> On Sat, Mar 24 2001, Petru Paler wrote:
> > Hi,
> > What are the gains of using the "kio" mount options? Are
> > kiobufs faster than buffer heads, or they just allow more
> > efficient merging of requests?
> The kiobufs allow efficient "merging" from the fs side, so that
> it can submit single large chunks of I/O. The gains can be pretty
> good, I know Steve Lord had some numbers on IDE and SCSI bh vs kiobuf
> that showed this nicely.
> Jens Axboe
Hmm, not sure I have those numbers anymore Jens. The other point is that
merging of kiobuf requests within the elevator has never been implemented.
Kiobufs and xfs is a long story, but XFS comes from an environment where the
filesystem and buffer cache do request merging and the elevator does not.
For the raw I/O path we have shown that not having to setup buffer heads
on requests, but being able to pass the kiobuf directly to the block
layer was a win, I do not have numbers handy for this myself. There is
definitely a cpu penalty to pay in some cases by using buffer heads when
you start out with large chunks of data you want to do I/O on.
XFS itself has chunks of metadata larger than a page, and writes to the
log are upto 32K at once, the work of setting up buffer_head in these
cases would be worth avoiding, but is not a huge benefit.
We used to have code in the xfs write path where we could cluster together
several hundred pages in one I/O request. This gave good throughput, but
did not play well with the rest of the kernel in terms of resource
consumption, getting pages out of xfs when there was high memory pressure
was a problem, the ordering of writes to the disk was somewhat random as well.

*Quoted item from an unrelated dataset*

PR #33, opened 2024-08-28
feat: add cosmere initiative system

jsc17:
New PR due to changing to the 0.1.0 branch:

Overrides Foundry's default initiative rolling system to use the Cosmere RPGs slow/fast popcorn style initiative system. Implements a bucket/phases system to group combatants based on turn speed and whether they are a player character or an adversary. Defaults all combatants to slow turn speed when they are added to the combat. Added buttons to the combat tracker allowing them to switch turn speed and indicate they have acted for the turn, and set some basic styling for the combat-tracker template.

We changed the the algorithm used in the write path to fix these problems
and removed the code which did the clustering in this matter. Our write path
now clusters in the elevator using buffer heads. Thanks to the work Jens
has done there, the elevator is doing a pretty good job nowadays. This
leaves the only things in xfs capable of requests bigger than a page
being the metadata component - which is going to use 1 page I/O in most
places, and the direct I/O path.
Long term I would still like to see some mechanism where the filesystem can
issue requests of larger than a page and have them dealt with correctly. This
will probably be something lighter weight than a kiobuf.
We now return to our regularly scheduled programming!